L’edito hebdo de Jean-Michel Chevalier

Un riche pétrolier, avant la publication des résultats de sa compagnie, fit venir ses conseillers et leur parla sans témoins. « Gardez-vous, leur dit-il, de vendre l’héritage : un trésor est toujours caché dans le sous-sol. Dans les prochaines années, nos clients auront toujours besoin de gaz et de pétrole, tout le reste n’est que fariboles. Les énergies vertes ne le sont pas tant que ça et il nous faut continuer. Je ne sais pas l’endroit, mais un peu de courage vous le fera trouver, vous en viendrez à bout. Creusez, fouillez, bêchez, ne laissez nulle place où la main ne passe et repasse ». Pour les actionnaires de TotalEnergies qui se partagent des dividendes record, cette fable (arrangée, que La Fontaine me pardonne !) n’en est pas une.

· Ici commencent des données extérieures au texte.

PR #2637, opened 2019-07-30
Sync MP schema #trivial 

damassi:
Noticed MP was out of sync in Force


artsyit:
:rocket: PR was released in v16.19.3 :rocket:

PR #2641, opened 2019-07-30
Update VSCode launch configurations

dblandin:
This PR updates the VSCode launch configurations related to running Jest tests with a debugger attached. They're adapted from this resource from Microsoft's VSCode Recipes:

https://github.com/microsoft/vscode-recipes/tree/851693ce90da46a36a28edeb743e09b3da6b6e6f/debugging-jest-tests

The formerly defined "Run Tests With Debugger" launch configuration used an explicitly defined and deprecated `node debug` invocation and wouldn't attach properly without some adjustments.

I couldn't get the "Launch Server" or "Launch Chrome" tasks to work so I've removed those as well thinking that they're probably not used, but let me know if I'm mistaken.

cc/ @dleve123 because you were asking about testing with a debugger in artsy/reaction recently!

### DIFF
--- a/.vscode/launch.json
+++ b/.vscode/launch.json
@@ -24,16 +24,30 @@
       "webRoot": "${workspaceRoot}/src"
     },
     {
-      "name": "Run Tests With Debugger (slower, use yarn for normal work)",
       "type": "node",
       "request": "launch",
-      "port": 5858,
-      "address": "localhost",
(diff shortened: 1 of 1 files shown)


damassi:
Thank you!

artsyit:
:rocket: PR was released in v16.19.6 :rocket:

PR #2642, opened 2019-07-30
Video Headers Won't Crash

mbilokonsky:
This PR is in support of [GROW-1444](https://artsyproduct.atlassian.net/browse/GROW-1444). The real change for that PR is in Positron, but _this PR should be merged first_.

As the JIRA ticket describes, this is a temporary fix so that videos can be added without causing a crash.

Diff Analysis: 
```
{
  "total_files_changed": 3,
  "test_files_changed": 2,
  "by_type": {
    "tsx": 2,
    "snap": 1
  }
}
```

### DIFF
--- a/src/Components/Publishing/Series/FixedBackground.tsx
+++ b/src/Components/Publishing/Series/FixedBackground.tsx
@@ -9,7 +9,7 @@ interface Props {
 export const FixedBackground: React.SFC<Props> = props => {
   const { backgroundColor, backgroundUrl } = props
 
-  if (backgroundUrl) {
+  if (backgroundUrl && !backgroundUrl.includes(".mp4")) {
     return (
       <FixedBackgroundContainer backgroundColor={backgroundColor}>
         <BackgroundImage backgroundUrl={backgroundUrl} />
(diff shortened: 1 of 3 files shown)


src/Components/Publishing/Series/FixedBackground.tsx
```diff
@@ -9,7 +9,7 @@ interface Props {
 export const FixedBackground: React.SFC<Props> = props => {
   const { backgroundColor, backgroundUrl } = props
 
-  if (backgroundUrl) {
+  if (backgroundUrl && backgroundUrl.indexOf(".mp4") === -1) {
```
damassi: https://developer.mozilla.org/en-US/docs/Web/JavaScript/Reference/Global_Objects/String/includes

src/Components/Publishing/Series/__tests__/FixedBackground.test.tsx
```diff
@@ -0,0 +1,34 @@
+import "jest-styled-components"
+import React from "react"
+import renderer from "react-test-renderer"
+import { FixedBackground } from "../FixedBackground"
+
+const image_url = "https://foo.com/image.png"
```
damassi: All JS should be camelCase; snake_case is for ruby

artsyit:
:rocket: PR was released in v16.19.8 :rocket:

Avec son succès planétaire, le robot conversationnel ChatGPT se retrouve dans toutes les discussions. Il est capable de rédiger un discours, un devoir scolaire ou universitaire, une lettre d’amour à l’être aimé(e) ou de réclamation au percepteur. Sans faire de fautes de syntaxe ou d’orthographe. La startup californienne l’ayant mis au point assure qu’il est fiable à 100 %. Tenez, devant tant de qualités alléguées, on pourrait même lui confier la rédaction d’un édito. Laissons-lui la plume : « Bonjour les amis, moi je ne commets aucune erreur quand je rédige, contrairement à ce pauvre cerveau humain atrophié et à ses terminaisons ridicules que sont de gros doigts qui s’agitent sur le clavier chaque semaine. C’est bien simple, comme toute I.A., comme toute caméra avec reconnaissance facile, je suis infaillible, faillible, faillible... error 404 ». OK, ok. On va quand même reprendre le contrôle à l’ancienne (sans aller jusqu’à la plume Sergent Major), et on évitera de lui confier la clé du code nucléaire…

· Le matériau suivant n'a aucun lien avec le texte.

PR #2584, opened 2019-06-26
fix GROW-1341(Carousel tweaks for artist series and related collections)

jiahaodavid:
addresses: [GROW-1341](https://artsyproduct.atlassian.net/secure/RapidBoard.jspa?rapidView=4&projectKey=GROW&modal=detail&selectedIssue=GROW-1341)

In this PR, we addresses the following:

1. No arrow when collections < 4 (desktop view)
Screen Shot 2019-06-26 at 1 44 42 PM
2. No infinite scroll,  just showing the remainder if next set is less than 4. 
    Also, reaching the end of the rail and starting from the beginning of the rail -> No arrow on the side.
    (desktop view)
Jun-26-2019 15-00-11

3. Can be swiped now if the artist only have 4 collections (mobile view)
Jun-26-2019 15-07-05

4. Swipe collection one by one. Not 4 collections each swipe. (mobile view)
Jun-26-2019 14-45-33

PR #2644, opened 2019-07-31
Grow 1354 Artist Series Module

jiahaodavid:
address: [Grow1354](https://artsyproduct.atlassian.net/secure/RapidBoard.jspa?rapidView=4&projectKey=GROW&modal=detail&selectedIssue=GROW-1354)

- arrow buttons is not showing in the screenshot because there are only 4 items. So, In the test, I set up a showing the arrow buttons test, and it is passed when there are more than 4 items.

Screen Shot 2019-07-31 at 09 03 20

### DIFF
--- a/src/Components/CollectionsHubRails/ArtistSeriesRail/ArtistSeriesEntity.tsx
+++ b/src/Components/CollectionsHubRails/ArtistSeriesRail/ArtistSeriesEntity.tsx
@@ -1,0 +1,140 @@
+import { Box, color, Flex, Link, Sans, Serif } from "@artsy/palette"
+import { ArtistSeriesEntity_member } from "__generated__/ArtistSeriesEntity_member.graphql"
+import currency from "currency.js"
+import React from "react"
+import { createFragmentContainer, graphql } from "react-relay"
+import { data as sd } from "sharify"
+import styled from "styled-components"
+import { get } from "Utils/get"
+
+export interface ArtistSeriesEntityProps {
+  member: ArtistSeriesEntity_member
+}
+
+export const ArtistSeriesEntity: React.FC<ArtistSeriesEntityProps> = ({
+  member,
+}) => {
+  const {
+    headerImage,
+    artworks: { hits },
+    price_guidance,
+    slug,
+    title,
+  } = member
+  const bgImages = hits.map(hit => hit.image.url)
+  const imageSize =
+    bgImages.length === 1 ? 265 : bgImages.length === 2 ? 131 : 85
+  return (
+    <Container p={0.5} m={0.5}>
+      <StyledLink href={`${sd.APP_URL}/collection/${slug}`}>
+        <ImgWrapper pb={1}>
+          {bgImages.length ? (
+            bgImages.map((url, i) => {
+              const artistName = get(hits[i].artist, a => a.name)
+              const alt = `${artistName ? artistName + ", " : ""}${
+                hits[i].title
+              }`
+              return (
+                <SingleImgContainer key={i}>
+                  <ImgOverlay width={imageSize} />
+                  <ArtworkImage key={i} src={url} width={imageSize} alt={alt} />
+                </SingleImgContainer>
+              )
+            })
+          ) : (
+            <ArtworkImage src={headerImage} width={265} />
+          )}
+        </ImgWrapper>
+        {<CollectionTitle size="3">{title}</CollectionTitle>}
+        {price_guidance && (
+          <Sans size="2" color="black60">
+            From $
+            {currency(price_guidance, {
+              separator: ",",
+              precision: 0,
+            }).format()}
+          </Sans>
+        )}
+      </StyledLink>
+    </Container>
+  )
+}
+
+export const ArtworkImage = styled.img<{ width: number }>`
+  width: ${({ width }) => width}px;
+  height: 125px;
+  background-color: ${color("black10")};
+  object-fit: cover;
+  object-position: center;
+  opacity: 0.9;
+`
+
+const ImgOverlay = styled(Box)<{ width: number }>`
+  height: 125px;
+  background-color: ${color("black30")};
+  opacity: 0.1;
+  position: absolute;
+  top: 0;
+  left: 0;
+  z-index: 7;
+`
+
+const Container = styled(Box)`
+  border: 1px solid ${color("black10")};
+`
+
+const SingleImgContainer = styled(Box)`
+  position: relative;
+  margin-right: 2px;
+
+  &:last-child {
+    margin-right: 0;
+  }
+`
+
+const CollectionTitle = styled(Serif)`
+  width: max-content;
+`
+
+export const ImgWrapper = styled(Flex)`
+  width: 265px;
+`
+
+export const StyledLink = styled(Link)`
+  text-decoration: none;
+  -webkit-tap-highlight-color: rgba(0, 0, 0, 0);
+
+  &:hover {
+    text-decoration: none;
+
+    ${CollectionTitle} {
+      text-decoration: underline;
+    }
+  }
+`
+
+export const ArtistSeriesRailContainer = createFragmentContainer(
+  ArtistSeriesEntity,
+  {
+    member: graphql`
+      fragment ArtistSeriesEntity_member on MarketingCollection {
+        slug
+        headerImage
+        thumbnail
+        title
+        price_guidance
+        artworks(size: 3, sort: "-decayed_merch") {
+          hits {
+            artist {
+              name
+            }
+            title
+            image {
+              url(version: "small")
+            }
+          }
+        }
+      }
+    `,
+  }
+)
--- a/src/Components/CollectionsHubRails/ArtistSeriesRail/__tests__/ArtistSeriesEntity.test.tsx
+++ b/src/Components/CollectionsHubRails/ArtistSeriesRail/__tests__/ArtistSeriesEntity.test.tsx
@@ -1,0 +1,46 @@
+import { CollectionsHubLinkedCollections } from "Apps/__tests__/Fixtures/Collections"
+import { mount } from "enzyme"
+import React from "react"
+import { ArtistSeriesEntity, ArtworkImage } from "../ArtistSeriesEntity"
+jest.unmock("react-tracking")
+
+describe("ArtistSeriesEntity", () => {
+  let props
+
+  beforeEach(() => {
+    props = {
+      member: CollectionsHubLinkedCollections.linkedCollections[0].members[0],
+    }
+  })
+
+  it("Renders expected fields", () => {
+    const component = mount(<ArtistSeriesEntity {...props} />)
+
+    expect(component.text()).not.toMatch("Jasper Johns:")
+    expect(component.text()).toMatch("Flag")
+    expect(component.text()).toMatch("From $1,000")
+    expect(component.find(ArtworkImage).length).toBe(3)
+    const artworkImage = component
+      .find(ArtworkImage)
+      .at(0)
+      .getElement().props
+
+    expect(artworkImage.src).toBe(
+      "https://d32dm0rphc51dk.cloudfront.net/4izTOpDv-ew-g1RFXeREcQ/small.jpg"
+    )
+    expect(artworkImage.alt).toBe("Jasper Johns, Flag")
+    expect(artworkImage.width).toBe(85)
+  })
+
+  it("Returns proper image size if 2 artworks returned", () => {
+    props.member.artworks.hits.pop()
+    const component = mount(<ArtistSeriesEntity {...props} />)
+    const artworkImage = component
+      .find(ArtworkImage)
+      .at(0)
+      .getElement().props
+
+    expect(component.find(ArtworkImage).length).toBe(2)
+    expect(artworkImage.width).toBe(131)
+  })
+})
--- a/src/Components/CollectionsHubRails/ArtistSeriesRail/__tests__/ArtistSeriesEntity.test.tsx
+++ b/src/Components/CollectionsHubRails/ArtistSeriesRail/__tests__/ArtistSeriesEntity.test.tsx
@@ -18,81 +18,75 @@ describe("ArtistSeriesEntity", () => {
     expect(component.text()).toMatch("Flags unique collections")
     expect(component.text()).toMatch("From $1,000")
     expect(component.find(ArtworkImage).length).toBe(3)
-    const artworkImage = component
-      .find(ArtworkImage)
-      .at(0)
-      .getElement().props
-    expect(artworkImage.src).toBe(
+    expect(
+      component
+        .find(ArtworkImage)
+        .at(0)
+        .getElement().props.src
+    ).toBe(
       "https://d32dm0rphc51dk.cloudfront.net/4izTOpDv-ew-g1RFXeREcQ/small.jpg"
     )
   })
 
-  it("NOT rendering any artist name or the title of the artwork ", () => {
-    const component = mount(<ArtistSeriesEntity {...props} />)
-    expect(component.text()).not.toMatch("A great flag from Jasper")
-    expect(component.text()).not.toMatch("Jasper Johns")
-    expect(component.text()).not.toMatch("Back to 2046")
-    expect(component.text()).not.toMatch("Andy Warhol")
-    expect(component.text()).not.toMatch("An Apple")
-  })
-
   it("uses small image width when there are more than 2 hits", () => {
     const component = mount(<ArtistSeriesEntity {...props} />)
-    const artworkImage = component
-      .find(ArtworkImage)
-      .at(0)
-      .getElement().props
     expect(component.find(ArtworkImage).length).toBe(3)
-    expect(artworkImage.width).toBe(85)
+    expect(
+      component
+        .find(ArtworkImage)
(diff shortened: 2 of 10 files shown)


src/Components/CollectionsHubRails/ArtistSeriesRail/ArtistSeriesEntity.tsx
```diff
@@ -0,0 +1,140 @@
...
+    bgImages.length === 1 ? 265 : bgImages.length === 2 ? 131 : 85
+  return (
+    <Container p={0.5} m={0.5}>
+      <StyledLink href={`${sd.APP_URL}/collection/${slug}`}>
+        <ImgWrapper pb={1}>
+          {bgImages.length ? (
+            bgImages.map((url, i) => {
+              const artistName = get(hits[i].artist, a => a.name)
+              const alt = `${artistName ? artistName + ", " : ""}${
+                hits[i].title
```
xtina-starr: I wonder if this should simply be the artwork title by the artist name if the artist name is present?

Something like: `${hits[i].title} by {artistName}`

src/Components/CollectionsHubRails/ArtistSeriesRail/__tests__/ArtistSeriesEntity.test.tsx
```diff
@@ -0,0 +1,46 @@
...
+  let props
+
+  beforeEach(() => {
+    props = {
+      member: CollectionsHubLinkedCollections.linkedCollections[0].members[0],
+    }
+  })
+
+  it("Renders expected fields", () => {
+    const component = mount(<ArtistSeriesEntity {...props} />)
```
pepopowitz: It feels like there are a lot of unrelated assertions in this test. I think it would be beneficial to break them into individual tests, with names that tell us why the assertions are being made.

## Some examples of what I mean

- This test asserts that the text should _not_ match "Jasper Johns:". Why not? A separate test with a more specific name would tell me that. As this test stands, I don't know _why_ this is expected.

- We've rolled a test for the image width into this test, in addition to the [other test](https://github.com/artsy/reaction/pull/2644/files#diff-b458b45b0c5ac2ab639a1327179b482eR35). I'd rather see three individual tests to test the specific image widths - something like 
  1. `it("uses small image width when there are more than 2 hits")`
  2. `it("uses medium image width when there are 2 hits")`
  3. `it("uses large image width when there is 1 hit")`

- This test asserts that the `alt` text on the image equals `"Jasper Johns, Flag"`. I could see two separate tests for this:
  1. `it("uses the hit title for alt text if there is no artist")`, which would assert that the alt text was "Flag" if there was no associated artist
  2. `it("uses the artist name and hit title for alt text if there is an artist")`, which would assert what this test is asserting on line 31.

- There is another test case that is missing: `it("displays price guidance if it exists")`, which would verify that [this branch](https://github.com/artsy/reaction/pull/2644/files#diff-8a679cbe18e53c93fa1219c639cfbd82R49) is rendering when there is `price_guidance`.

## Why this matters

It's great to write tests for code coverage and to catch future regressions when we change the code, but it's important that they provide context to the person reading them when they break. That person is me, or someone else on the team, or even you a few months from now. They don't have the context that you have right now - adding smaller tests with more specific names preserves the context you have right now, and makes it easier for them to figure out _why_ a test broke.

src/Components/CollectionsHubRails/ArtistSeriesRail/__tests__/ArtistSeriesRail.test.tsx
```diff
@@ -0,0 +1,69 @@
...
+    }
+  })
+
+  it("Renders expected fields", () => {
+    const component = mount(<ArtistSeriesRail {...props} />)
+    expect(component.text()).toMatch("Trending Artist Series")
+    expect(component.text()).toMatch("Flags unique collectins")
+  })
+
+  it("No arrows when there are less than 5 collections", () => {
```
pepopowitz:
```suggestion
  it("Does not show arrows when there are less than 5 collections", () => {
```

A subtle difference, but I think it's important for readability for tests to read like a sentence.

src/Components/CollectionsHubRails/ArtistSeriesRail/__tests__/ArtistSeriesRail.test.tsx
```diff
@@ -0,0 +1,69 @@
...
+    const component = getWrapper()
+    expect(component.find(ArrowButton).length).toBe(1)
```
pepopowitz: This assertion doesn't match the title of this test. Why do we assert that there is 1 arrow instead of 0?

src/Components/CollectionsHubRails/ArtistSeriesRail/index.tsx
```diff
@@ -0,0 +1,82 @@
...
+          )
+        }}
+      />
+    </Content>
+  )
+}
+
+const Content = styled(Box)`
+  border: 1px solid ${color("black10")};
+  padding-left: 20px;
```
pepopowitz: With our design system [palette](https://github.com/artsy/palette), it's preferable to specify padding like this using the `px` (horizontal padding) and `py` (vertical padding) props on the `<Content>` declaration in the rendering of the component. 

This would mean removing lines 56-59 here, and modifying [line 19](https://github.com/artsy/reaction/pull/2644/files#diff-7146303d88d4a2a5cbd339d3eed6fcbdR19) to read like this: 

`<Content mb={2} px={2} py={3}>`.

We don't have great docs in Palette on what types of props are available for things like padding, but they come from a dependency named [`styled-system`](https://styled-system.com/api). Any of the props defined by `styled-system` are available on things like a `Box` or `Flex` component, and when we _can_ use them, we prefer that to specifying padding in a styled component like this.

One other trick to know is that when you _do_ specify something like `mb={2}` (margin-bottom), `px={2}` (horizontal padding), or `py={3}` (vertical padding), the values are generally changed by a factor of 10. So `px={2}` equates to `padding-left: 20px; padding-right: 20px`, and `py={3}` equates to `padding-top: 30px; padding-bottom: 30px`. These values are all based on our theme, [which defines all the different spacing values](https://github.com/artsy/palette/blob/master/packages/palette/src/Theme.tsx#L116) (amongst other things).

jiahaodavid:
> This is really great work @jiahaodavid! I have a few changes I've requested.
> 
> I tried to add as much context as I could. I hope that the context is helpful and assumes correctly your level of familiarity with our projects. Please let me know if I've provided too many details that you already know, so I can adjust my feedback in the future!

Thank you Steven. All the feedback you made is very useful. Quite honestly, I do not have too much experience on writing the test and working on the company project. Let me check the comments you made one by one.

jiahaodavid:
@pepopowitz 
I added more tests to the code. Basically, I

jiahaodavid:
@pepopowitz

jiahaodavid:
@pepopowitz 

- I added more test to the test file. Most of test is based on your feedback. I think I have more sense on how to write the test. 

- Also, you mentioned there is 1 arrow instead of 0 in the test "does not show arrows when there are less than 5 collections". The reason I set it to 1 is, if you look back to the index file, you can find out I set up a condition check for showing the right arrow button(line 41). Setting up the condition check is for when there are exactly 4 items in the carousel, it shows a right arrow button.(The arrow button problem is related to this PR https://github.com/artsy/reaction/pull/2584) In the line 36, if I did not set up the condition check for the left button, the test will keep indicating there is 1 arrow button when there are less than 5 collections, not 0. The reason is in the Carousel component, there is a boolean value (decide showing the arrow button or not )inside the styled-component. It seems we can not see arrows in the browser, but it is in the DOM. 
To avoid misleading others, I also set up the condition check for left. So, in the test, when there are less than 5 items, the test indicate 0 arrow button.

- The information about horizontal padding and vertical padding. I did not notice before. I made the changes.  

Thank you for the feedback. It is very helpful. 😄

src/Components/CollectionsHubRails/ArtistSeriesRail/__tests__/ArtistSeriesEntity.test.tsx
```diff
@@ -13,34 +13,86 @@ describe("ArtistSeriesEntity", () => {
...
       .getElement().props
-
     expect(artworkImage.src).toBe(
       "https://d32dm0rphc51dk.cloudfront.net/4izTOpDv-ew-g1RFXeREcQ/small.jpg"
     )
-    expect(artworkImage.alt).toBe("Jasper Johns, Flag")
+  })
+
+  it("NOT rendering any artist name or the title of the artwork ", () => {
+    const component = mount(<ArtistSeriesEntity {...props} />)
```
pepopowitz: I'm still unsure why we are verifying that these aren't appearing. Is there value in not showing these? If so, then the test name should tell us _why_ it's import - like `it("doesn't render artist name or title because they XXXXX")`. 

If the test is verifying that we didn't render these fields to be certain that we didn't write code to render them..those types of assertions are typically avoided in tests. Writing tests that verify "we didn't do XXX" comprehensively would take a really long time, and it doesn't give enough value to justify them.

If you want, we can talk about this some more in person!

« La grande muette » désignait autrefois l’armée. Elle se méfiait « des murs qui ont des oreilles » tout autant que des bavardages qui auraient pu trahir des secrets de défense. Aujourd’hui, avec le numérique tout puissant qui a envahi nos administrations, ce sont ces dernières qui restent silencieuses face aux demandes ou réclamations du public. Essayez par exemple d’évoquer le « droit à l’erreur » avec l’Urssaf : vos demandes répétées via le mail du site ne reçoit qu’un accusé de réception automatique vous assurant que votre demande sera traitée dans les meilleurs délais. Il ne se passe plus rien ensuite, vous ne serez pas gratifiés de la moindre réponse, même négative. Idem sur le site impôt.gouv où vos demandes écrites tombent dans un puits sans fond jusqu’au moment où vous ferez intervenir le médiateur. Et là, comme par miracle, vous obtiendrez en trois semaines ce que vous n’avez pas obtenu en… une année et demie. Non seulement la numérisation des rapports avec l’administration écarte 17 millions de Français qui ne maîtrisent pas l’ordinateur, mais en plus il devient de plus en plus difficile d’être reçu « dans les bureaux » pour s’expliquer. La suppression d’un fonctionnaire sur deux continue à faire des ravages…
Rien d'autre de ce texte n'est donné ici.